● **Action item**
Report the number of lines in the material below that contain "like", without any other words.
····················
PR #634, opened 2016-07-27
Added XDP support to BCC

Eichhoernchen:
This PR adds XDP support as currently supported in net-next.

Concretely, it adds two functions to bcc, namely: 
`attach_xdp` and `remove_xdp`
which allows to attach an XDP program to a device (given via its name, e.g., en0) (in the future this might change to a specific queue on a device once the kernel offers this interface)
and `remove_xdp` removes a XDP program from a device. Please note that there can currently be only one program attached to the device and attaching another program replaces the previous.

One example is available to test XDP, in networking/xdp which drops all packets an counts for which protocol a packet was dropped (this is taken from the kernel xdp1 example). Please note that you cannot use the network headers defined in `<bcc/proto.h>` as they cause llvm/clang to generate instructions not available on XDP layer. On XDP layer you do not have an skb yet, so you are operating on the bare packet data.

XDP support is currently limited to only some network adapters, there is the `mlx4` and there is also a patch available for the `e1000` driver.

### DIFF
--- a/src/cc/libbpf.c
+++ b/src/cc/libbpf.c
@@ -408,3 +408,104 @@ error:
 
   return NULL;
 }
+
+
+
+int bpf_attach_xdp(const char *dev_name, int progfd) {
+    struct sockaddr_nl sa;
+    int sock, seq = 0, len, ret = -1;
+    char buf[4096];
+    struct nlattr *nla, *nla_xdp;
+    struct {
+        struct nlmsghdr  nh;
+        struct ifinfomsg ifinfo;
+        char             attrbuf[64];
+    } req;
+    struct nlmsghdr *nh;
+    struct nlmsgerr *err;
+
+    memset(&sa, 0, sizeof(sa));
+    sa.nl_family = AF_NETLINK;
+
+    sock = socket(AF_NETLINK, SOCK_RAW, NETLINK_ROUTE);
+    if (sock < 0) {
+        fprintf(stderr, "bpf: opening a netlink socket: %s\n", strerror(errno));
+        return -1;
+    }
+
+    if (bind(sock, (struct sockaddr *)&sa, sizeof(sa)) < 0) {
+        fprintf(stderr, "bpf: bind to netlink: %s\n", strerror(errno));
+        goto cleanup;
+    }
+
+    memset(&req, 0, sizeof(req));
+    req.nh.nlmsg_len = NLMSG_LENGTH(sizeof(struct ifinfomsg));
+    req.nh.nlmsg_flags = NLM_F_REQUEST | NLM_F_ACK;
+    req.nh.nlmsg_type = RTM_SETLINK;
+    req.nh.nlmsg_pid = 0;
+    req.nh.nlmsg_seq = ++seq;
+    req.ifinfo.ifi_family = AF_UNSPEC;
+    req.ifinfo.ifi_index = if_nametoindex(dev_name);
+    if (req.ifinfo.ifi_index == 0) {
+        fprintf(stderr, "bpf: Resolving device name to index: %s\n", strerror(errno));
+        goto cleanup;
+    }
+
+    nla = (struct nlattr *)(((char *)&req)
+                            + NLMSG_ALIGN(req.nh.nlmsg_len));
+    nla->nla_type = NLA_F_NESTED | 43/*IFLA_XDP*/;
+
+    nla_xdp = (struct nlattr *)((char *)nla + NLA_HDRLEN);
+
+    // we specify the FD passed over by the user
+    nla_xdp->nla_type = 1/*IFLA_XDP_FD*/;
+    nla_xdp->nla_len = NLA_HDRLEN + sizeof(int);
+    memcpy((char *)nla_xdp + NLA_HDRLEN, &progfd, sizeof(progfd));
+    nla->nla_len = NLA_HDRLEN + nla_xdp->nla_len;
+
+    req.nh.nlmsg_len += NLA_ALIGN(nla->nla_len);
+
+    if (send(sock, &req, req.nh.nlmsg_len, 0) < 0) {
+        fprintf(stderr, "bpf: send to netlink: %s\n", strerror(errno));
+        goto cleanup;
+    }
+
+    len = recv(sock, buf, sizeof(buf), 0);
+    if (len < 0) {
+        fprintf(stderr, "bpf: recv from netlink: %s\n", strerror(errno));
+        goto cleanup;
+    }
+
+    for (nh = (struct nlmsghdr *)buf; NLMSG_OK(nh, len);
+         nh = NLMSG_NEXT(nh, len)) {
+        if (nh->nlmsg_pid != getpid()) {
+            fprintf(stderr, "bpf: Wrong pid %d, expected %d\n",
+                   nh->nlmsg_pid, getpid());
+            errno = EBADMSG;
+            goto cleanup;
+        }
+        if (nh->nlmsg_seq != seq) {
+            fprintf(stderr, "bpf: Wrong seq %d, expected %d\n",
+                   nh->nlmsg_seq, seq);
+            errno = EBADMSG;
+            goto cleanup;
+        }
+        switch (nh->nlmsg_type) {
+            case NLMSG_ERROR:
+                err = (struct nlmsgerr *)NLMSG_DATA(nh);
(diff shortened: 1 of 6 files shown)


4ast:
awesome. Thanks! lgtm @drzaeus77

examples/networking/xdp/xdp_drop_count.py
```diff
@@ -0,0 +1,123 @@
+from bcc import BPF
```
drzaeus77: I think it would help to chmod +x the flie that is checked in, as well as add `#/usr/bin/env python` as the first line.

examples/networking/xdp/xdp_drop_count.py
```diff
@@ -0,0 +1,123 @@
...
+import time
+import sys
+
+
```
drzaeus77: Can you please remove the whitespace?

Also, it would be good to add your own copyright notice to the top of the file.

examples/networking/xdp/xdp_drop_count.py
```diff
@@ -0,0 +1,123 @@
...
+    print("Usage: {0} <ifdev>\n\ne.g.: {0} eth0".format(sys.argv[0]))
+    exit(1)
+
+
+device = sys.argv[1]
+
+
+# load BPF program
+b = BPF(text = """
+    #include <uapi/linux/bpf.h>
```
drzaeus77: We've been taking the convention of aligning the embedded strings starting from column 0. That is, treat the string as if it were a C file starting from scratch, with indentation rules for C in effect after the opening """.

examples/networking/xdp/xdp_drop_count.py
```diff
@@ -0,0 +1,123 @@
...
+    #include <linux/in.h>
```
drzaeus77: When I ran this, I had to add:
```
#define KBUILD_MODNAME "foo"
```
In order to silence some warnings.

examples/networking/xdp/xdp_drop_count.py
```diff
@@ -0,0 +1,123 @@
...
+        struct ipv6hdr *ip6h = data + nh_off;
+
+        if ((void*)&ip6h[1] > data_end)
+            return 0;
+        return ip6h->nexthdr;
+    }
+
+
+
+    int xdp_prog1(struct xdp_md *ctx) {
```
drzaeus77: Opening braces here are inconsistent. In bcc, we're mostly using same-line opening braces, meaning this line is correct and the `parse_ipv[46]` functions should be compacted by 1 line.

src/cc/libbpf.c
```diff
@@ -408,3 +408,104 @@ void * bpf_open_perf_buffer(perf_reader_raw_cb raw_cb, void *cb_cookie, int pid,
...
+	    errno = ESPIPE;
+            goto cleanup;
+        }
+        switch (nh->nlmsg_type) {
+            case NLMSG_ERROR:
+                err = (struct nlmsgerr *)NLMSG_DATA(nh);
+                if (!err->error)
+                    continue;
+                fprintf(stderr, "bpf: nlmsg error %s\n", strerror(-err->error));
+		errno = -err->error;
```
drzaeus77: Some hard tabs got mixed in here, please remove them.

src/cc/libbpf.c
```diff
@@ -408,3 +408,104 @@ void * bpf_open_perf_buffer(perf_reader_raw_cb raw_cb, void *cb_cookie, int pid,
...
+        if (nh->nlmsg_pid != getpid()) {
+            fprintf(stderr, "bpf: Wrong pid %d, expected %d\n",
+                   nh->nlmsg_pid, getpid());
+	    errno = ESRCH;
+            goto cleanup;
+        }
+        if (nh->nlmsg_seq != seq) {
+            fprintf(stderr, "bpf: Wrong seq %d, expected %d\n",
+                   nh->nlmsg_seq, seq);
+	    errno = ESPIPE;
```
drzaeus77: These seem like odd choices to me, and besides there is already a printf with a better error message. Might make more sense just to leave the printf and remove the os.strerror from the python side, and then leave errno alone.

examples/networking/xdp/xdp_drop_count.py
Eichhoernchen: Agree will fix!

examples/networking/xdp/xdp_drop_count.py
Eichhoernchen: Okay, can do

src/cc/libbpf.c
Eichhoernchen: Hm, I disagree. The c-printf only appears to the user when debug=4, otherwise noting meaningful would be printed. I chose these errno codes as they they came close to what happens there.

src/cc/libbpf.c
Eichhoernchen: Will do!

examples/networking/xdp/xdp_drop_count.py
Eichhoernchen: Will do!

examples/networking/xdp/xdp_drop_count.py
Eichhoernchen: I also get a warning and I could not figure out the reason for it, can you give some insights why this silences the warning?

examples/networking/xdp/xdp_drop_count.py
Eichhoernchen: Okay, I will fix this

Eichhoernchen:
I will incorporate Brendens comments and update the PR tomorrow!

Eichhoernchen:
Hi,
I incorporated @drzaeus77 remarks and I also changed the error behavior.
Now errno is set to EBADMSG and the python part checks that message and recommends increasing the debug level

examples/networking/xdp/xdp_drop_count.py
```diff
@@ -0,0 +1,135 @@
+#/usr/bin/env python
+#
+# xdp_drop_count.py Drop incomming packets on XDP layer and count for which
+#                   protocol type
+#
+# C code adapted from Brenden Blanco as found in kernel:samples/bpf/xdp1_kern.c
+#
+# Copyright (c) 2016 Jan Rüth
+# Licensed under the Apache License, Version 2.0 (the "License")
```
drzaeus77: Hmm, I don't think you are allowed to do this (change license). Please drop this file and I will resubmit with the changed license.

drzaeus77:
Also, if you would, please squash the commits. You can do it locally and just force push to your same branch, and github will pick up the new git log automatically, while still preserving these comments.

examples/networking/xdp/xdp_drop_count.py
Eichhoernchen: Hm, yes I was unsure about it, as I only adapted parts in the C file, I think I have to adapt the GPL license, however the C file is actually not really part of the python file. I thought it would be ok to include the GPL note in the C part and just use the apache license (as it is used also in the other files) for the python part. would it be better to have them as separate files? Would that solve things? Do you mean drop the whole python file?
It would also be fine with me to just have the GPL license in the file, I don't know if the project requires anything.

drzaeus77: 1. I would prefer to have this file checked in as ASL2
2. The original file is GPL (C) PLUMgrid, which you can include as-is but not re-license
3. I can re-license the original file as ASL2, on behalf of PLUMgrid (my employer)
4. Therefore, to achieve 1, I would prefer to be the author of this file, and will include a more appropriate license for the bcc project.
5. You can then later adapt this file, and add your (C), since it will be ASL2 already.

drzaeus77: In other words, yes please drop the whole python file, the end result will be cleaner from a licensing point of view.

Eichhoernchen:
Okay, I removed the example and squashed the commits together.
Thanks for your patience and for making me aware how to use git properly.
Also thanks for your code review and your comments. This is my first push request, I hope I won't make the same mistakes the next time.

If there is still anything you like changed let me know

drzaeus77:
Nicely done!

examples/networking/xdp/xdp_drop_count.py
Eichhoernchen: ok great, thank you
····················
● **Result of the exercise**
2